While Dalrymple has little power over federal regulators, his bully
pulpit as head of the second-largest oil-producing state carries
much weight as a national debate rages over the safety of shipping
crude oil by rail.
Federal regulators have been studying railcar design and the
composition of North Dakota's Bakken crude oil after a string of
explosive derailments, including one last month when a 106-car BNSF
Railway Co train carrying crude east crashed into a derailed
westbound BNSF grain train near Dalrymple's hometown of Casselton,
North Dakota.
Last July, a runaway oil train derailed and exploded in the center
of the Quebec town of Lac-Megantic, killing 47 people.
Yet DOT said last week permanent standards are not likely until
2015, leaving companies that make railcars, as well as oil
producers, shippers and processors, in limbo and technically
beholden to outdated regulations.
"We do need some kind of provisional standard for the next year,"
Dalrymple said. Waiting until then "just leaves a couple of
industries guessing."
There has been broad agreement that newer, safer railcars, with more
shielding and advanced valves, are needed to ship crude oil.

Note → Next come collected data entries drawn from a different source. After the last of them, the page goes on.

PR #4187, opened 2026-05-20
fix: make event loop notification channel capacity configurable (#4145)

### LINKED ISSUE #4145: Bug: event loop stuck under load — notification channel saturation
## Summary

Freenet's event loop becomes unresponsive ("stuck") when its internal notification channel (`EVENT_LOOP_CHANNEL_CAPACITY=2048` in `node/network_bridge.rs`) fills up faster than the single-consumer event loop can drain. The bug manifests as:

- CtxSw spikes to ~1.1M/s while CPU drops to ~0.02 cores (process park/unpark loop, no real work)
- Subscribe / Put / Update operations time out after 30s and retry on different peers, creating a feedback loop that worsens the backlog
- WebSocket clients see `Connection reset` and `500 Internal Server Error` after 30s
- Connection count drops below bootstrap threshold (`<50`), triggers gateway rebootstrap which adds traffic spike on top
- Loop-fill episodes self-recover when external load drops or process is restarted; typical episode 5-75 minutes

This is **pre-existing in freenet 0.2.58** (and earlier) — observed in 14-day baseline = 11.7% of time spent in spike-state across 40 distinct episodes. NOT introduced by PR #4129.

## Reproduction

**Environment**: gateway node (aarch64, 2GB MemoryMax cgroup, 2 cores CPUQuota), running:
```
/root/.local/bin/freenet network --is-gateway \
  --max-number-of-connections 2000 --min-number-of-connections 50 \
  --transient-budget 500 --transient-ttl-secs 60 ...
```
hosting **554 contracts** with active client subscriptions.

**Trigger**: multiple webapp/client sessions performing UPDATEs simultaneously against the same contract on a gateway node hosting hundreds of contracts. Easily reproduced under sustained multi-client load.

**Observed episode pattern on a gateway node**:
- Episode A — ~17 min, CtxSw peak ~2.3M/s, self-recovered when external load eased
- Episode B — ~75 min, CtxSw sustained ~1.1M/s, required manual systemd restart
- Episode C — recurrence under continued multi-client load with full log capture (see Evidence section)

A 14-day historical baseline at process-exporter granularity (5-min step) shows the bug active **~11.7% of the time across ~40 distinct episodes** of varying duration.

## Evidence — log timeline from 2026-05-16 20:05 UTC incident

```
20:05:57.722828  freenet::ring: Starting subscription renewal cycle
                 needing_renewal=17 hosted=554

20:05:57.722871  WARN freenet::ring: Notification channel >50% full,
                 reducing renewal batch size
                 channel_remaining=0 channel_max=2048 batch_limit=2 contracts=17

20:05:57.722896  WARN freenet::ring: Notification channel >75% full during
                 renewal spawning, stopping early
                 channel_remaining=0 attempted=0

20:05:57.821212  WARN freenet::transport::connection_handler: Channel overflow:
                 dropped packets (bandwidth limit may be too high or receiver
                 too slow) total_dropped=64 elapsed_secs=10

20:06:09.422663  ERROR freenet::node::op_state_manager: release_pending_op_slot:
                 notification channel full for too long;
                 event loop may be stuck;
                 pending_op_results entry will be reclaimed by 60s sweep
                 timeout_secs=30

20:06:26.829084  ERROR contract_handling:upsert_contract_state:
                 notify_node_event: Notification channel full for too long,
                 event loop may be stuck
                 timeout_secs=30 channel_pending=2048 channel_remaining=0

20:06:26.829206  WARN  Failed to broadcast state change to network peers
                 error=notification channel error: notification channel send
                 timed out — event loop is likely stuck

20:06:36.261907  INFO freenet::operations::connect: Below bootstrap threshold
                 (48 < 50), attempting to connect to 3 gateways
```

Pattern repeats: tx timeouts every 100-500ms for ~20 seconds, then bootstrap reconnect attempts. Process is alive but unable to drain the queue.

## Root cause analysis

**Pipeline saturation**:

```
producers:
  - subscription renewal cycle (hosted=554 → ~17 renewals per cycle)
  - client UPDATE/PUT/SUBSCRIBE requests
  - state-change broadcasts to subscribers
  - inbound peer messages (subscribe-to-peer, state-delta)

   ↓ all multiplexed onto a single 2048-deep mpsc

freenet::node::network_bridge::EVENT_LOOP_CHANNEL_CAPACITY = 2048

   ↓ single consumer

priority_select::ProductionPrioritySelectStream
  (single-threaded event loop in p2p_protoc.rs)
   ↓ processes inline:
     • process_message (peer wire)
     • handle_op_execution
     • node events
     • client transaction completions
     • broadcast retries
```

When load exceeds drain rate:
1. Channel fills → adaptive throttle kicks in (`batch_limit=2`, then `stopping early`)
2. Producers calling `notification_sender.send()` block (or use `try_send` with timeout)
3. 30s timeout triggers `release_pending_op_slot` → tx marked failed → next-peer retry
4. Retries CREATE MORE pending ops → channel STAYS full
5. Self-reinforcing feedback. Recovery only when external load drops.

**Why CtxSw spikes but CPU drops**: producer threads block on `send()`, repeatedly futex-wake on channel slot release. Each retry-attempt-then-timeout cycle generates many context switches but tiny per-cycle CPU work. Classic livelock signature.

### Phase 1: make capacity configurable + add channel-depth observability

**Scope**: low-risk, immediate operator relief.

**Note on observability**: freenet does **not currently expose a Prometheus `/metrics` endpoint** or any other built-in metrics interface (only optional OpenTelemetry tracing via `trace-ot` cargo feature). The existing operational warning is the periodic `WARN freenet::ring: Notification channel >50% full` log line. Any per-scrape metric here would be a NEW infrastructure addition, not a hookup to existing plumbing.

Changes:
1. **Hoist `EVENT_LOOP_CHANNEL_CAPACITY` to config** — add `event_loop_channel_capacity: Option<usize>` to `NetworkArgs` (CLI) and `NetworkApiConfig` (config.toml), default 2048
2. **Thread param** through `event_loop_notification_channel(cap)` and call site in `p2p_impl.rs:312`
3. **Observability for channel depth** — at minimum, a periodic `tracing::info!` snapshot every ~30s logging `notifications_pending`, `op_execution_pending`, and the configured capacity. This is enough to expose via Loki / `grep` for now. A proper `/metrics` HTTP endpoint can be added later as a separate effort.
4. **Optional**: lower the >50%/>75% throttle thresholds proportionally (currently hardcoded around 1024/1536)

After Phase 1, operator can:
- Set `--event-loop-channel-capacity 16384` for gateways with high contract counts
- Watch channel depth via the new periodic log line (downstream Loki/log alerting on threshold)
- Alert on the existing `event loop may be stuck` `ERROR` line (already present today)

**Caveat**: bumping capacity only **delays** the stuck-state under sustained load; it does not fix the root cause. But it buys time for backpressure to propagate, and the depth log line provides leading-indicator visibility.

### Phase 2: multi-consumer event loop via tx-sharding

**Scope**: larger refactor, separate PR.

Approach:
- Replace single `priority_select` stream with **N worker tasks**, each owning a hash-bucket of transaction IDs
- Per-bucket maintains ordering invariant (messages within a transaction processed serially)
- Across buckets: parallel processing uses CPU headroom (gateway nodes typically have significant unused CPU capacity — observed ~80% idle on a 2-core quota during normal operation)
- Each worker has its own `notifications_receiver` clone (need to convert mpsc → broadcast or route at ingress)

Critical to verify before implementing:
- Does any code path require ordering ACROSS transactions? (If yes, sharding is unsafe.)
- Are op_state_manager mutex-protected fields accessed during process_message? (If yes, sharding doesn't help.)
- Routing layer at ingress: dispatch by `tx_id.hash() % N` — needs lightweight router task or direct sender selection on producer side

Multi-consumer ALSO doesn't solve the feedback loop fully — if total throughput < total demand, queue still saturates. But it raises the saturation threshold by N×.

### Phase 3 (optional, later): backpressure propagation

- When channel >75% full, return `EAGAIN`-equivalent error to clients via WebSocket
- Clients SHOULD slow down their request rate
- Currently clients keep sending even when server is gasping → makes things worse

## Workarounds (until fix lands)

- Manually restart freenet when `event loop may be stuck` appears in logs (the exact restart command depends on how freenet is deployed — systemd unit, supervisord, bare process, container, etc.)
- Reduce hosted-contract count on a single gateway (split across multiple gateway nodes)
- Throttle client UPDATE rates application-side
- Verify before tuning `--total-bandwidth-limit`: bandwidth saturation is a separate failure mode and is unrelated to the notification channel; adjusting it without confirming the bottleneck has no effect on this bug

## Related code

- `crates/core/src/node/network_bridge.rs:155` — `EVENT_LOOP_CHANNEL_CAPACITY` constant
- `crates/core/src/node/network_bridge.rs:157` — `event_loop_notification_channel()` factory
- `crates/core/src/node/network_bridge/p2p_protoc.rs:703` — `ProductionPrioritySelectStream` consumer
- `crates/core/src/node/op_state_manager.rs` — sender-side `notify_node_event` with 30s timeout
- `crates/core/src/ring.rs` — subscription renewal cycle producer; has adaptive throttle (`channel >50% / >75% full` warnings)
- `crates/core/src/contract/executor/runtime.rs` — broadcast state changes producer

## References

- 14-day historical Prometheus baseline (process-exporter `namedprocess_namegroup_*`, 5-min step) — 40 spike episodes catalogued; data captured externally to freenet itself, since freenet has no internal metrics export
- PR #4129 (clippy-driven lock-tightening) did NOT address this bug — it eliminated normal-load lock contention but does not change the producer/consumer mismatch under heavy load that drives this stuck-state

Basedfloppa:
## Problem
EVENT_LOOP_CHANNEL_CAPACITY was hard-coded at 2048 with no way for
operators or deployers to tune it. Under sustained multi-client load
the fixed capacity can cause channel saturation and context-switch
spikes.

## Solution
- NetworkArgs::event_loop_channel_capacity (Option<usize>, CLI/env)
- NetworkApiConfig::event_loop_channel_capacity (usize, serde default)
- event_loop_notification_channel_with_capacity(capacity) for prod path
- event_loop_notification_channel() wrapper (default capacity) for tests
- Capacity value is logged at channel creation time

## Testing
- cargo check --workspace passes
- Existing tests continue to use the default 2048 via the no-arg wrapper

## Fixes
Closes #4145

### DIFF
--- a/apps/freenet-ping/app/tests/common/mod.rs
+++ b/apps/freenet-ping/app/tests/common/mod.rs
@@ -172,6 +172,7 @@ pub async fn base_node_test_config_with_rng<R: Rng>(
             max_connections: None,
             bandwidth_limit: None,
             blocked_addresses,
+            event_loop_channel_capacity: None,
             transient_budget: None,
             // Use a longer TTL for tests (120s) to prevent connections from expiring
             // during test operations. The default 30s can cause flaky failures when
--- a/crates/core/src/config.rs
+++ b/crates/core/src/config.rs
@@ -56,6 +56,7 @@ static ASYNC_RT: LazyLock<Option<Runtime>> = LazyLock::new(GlobalExecutor::initi
 
 const DEFAULT_TRANSIENT_BUDGET: usize = 2048;
 const DEFAULT_TRANSIENT_TTL_SECS: u64 = 30;
+const DEFAULT_EVENT_LOOP_CHANNEL_CAPACITY: usize = 2048;
 
 const QUALIFIER: &str = "";
 const ORGANIZATION: &str = "The Freenet Project Inc";
@@ -120,6 +121,7 @@ impl Default for ConfigArgs {
                 total_bandwidth_limit: None,
                 min_bandwidth_per_connection: None,
                 blocked_addresses: None,
+                event_loop_channel_capacity: None,
                 transient_budget: Some(DEFAULT_TRANSIENT_BUDGET),
                 transient_ttl_secs: Some(DEFAULT_TRANSIENT_TTL_SECS),
                 min_connections: None,
@@ -603,6 +605,10 @@ impl ConfigArgs {
                     .network_api
                     .blocked_addresses
                     .map(|addrs| addrs.into_iter().collect()),
+                event_loop_channel_capacity: self
+                    .network_api
+                    .event_loop_channel_capacity
+                    .unwrap_or_else(default_event_loop_channel_capacity),
                 transient_budget: self
                     .network_api
                     .transient_budget
@@ -904,6 +910,16 @@ pub struct NetworkArgs {
     #[arg(long, num_args = 0..)]
     pub blocked_addresses: Option<Vec<SocketAddr>>,
 
+    /// Capacity for the event loop notification and op execution channels.
+    /// Default: 2048. Increase under sustained multi-client load to reduce
+    /// channel saturation and associated context-switch spikes.
+    #[arg(long, env = "EVENT_LOOP_CHANNEL_CAPACITY")]
+    #[serde(
+        rename = "event-loop-channel-capacity",
+        skip_serializing_if = "Option::is_none"
+    )]
+    pub event_loop_channel_capacity: Option<usize>,
+
     /// Maximum number of concurrent transient connections accepted by a gateway.
     #[arg(long, env = "TRANSIENT_BUDGET")]
     #[serde(rename = "transient-budget", skip_serializing_if = "Option::is_none")]
@@ -1127,6 +1143,12 @@ pub struct NetworkApiConfig {
     #[serde(skip_serializing_if = "Option::is_none")]
     pub blocked_addresses: Option<HashSet<SocketAddr>>,
 
+    /// Capacity for the event loop notification and op execution channels.
+    /// Default: 2048. Increase under sustained multi-client load to reduce
+    /// channel saturation and associated context-switch spikes.
+    #[serde(default = "default_event_loop_channel_capacity")]
+    pub event_loop_channel_capacity: usize,
+
     /// Maximum number of concurrent transient connections accepted by a gateway.
     #[serde(default = "default_transient_budget", rename = "transient-budget")]
     pub transient_budget: usize,
@@ -1229,6 +1251,10 @@ use port_allocation::find_available_port;
 
 pub fn default_network_api_port() -> u16 {
     find_available_port().unwrap_or(31337) // Fallback to 31337 if we can't find a random port
+}
+
+pub(crate) fn default_event_loop_channel_capacity() -> usize {
+    DEFAULT_EVENT_LOOP_CHANNEL_CAPACITY
 }
 
 fn default_transient_budget() -> usize {
--- a/crates/core/src/node/network_bridge.rs
+++ b/crates/core/src/node/network_bridge.rs
@@ -429,6 +429,48 @@ mod tests {
         }
         assert_eq!(received, 2, "Should receive both messages");
     }
+
+    /// Test that event_loop_notification_channel_with_capacity creates channels
+    /// with the specified capacity and that the capacity is respected.
+    #[tokio::test]
+    async fn test_channel_with_custom_capacity() {
+        let custom_capacity: usize = 5;
+        let (notification_channel, notification_tx) =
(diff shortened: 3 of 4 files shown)


iduartgomez:
We will address the root cause in a different PR with a more robust fix (saw some of the suggestions in the issue).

The Railway Supply Institute, a trade group for tank car owners,
urged DOT's Pipeline and Hazardous Materials Safety Administration (PHMSA)
last month to adopt safety standards already put in place in October
2011 by the Association of American Railroads, the rail industry's
trade group.
Under those standards, tank railcars known as DOT-111s built after
October 2011 should have thicker hulls and reinforced valves to
better protect against punctures or leaks in derailments.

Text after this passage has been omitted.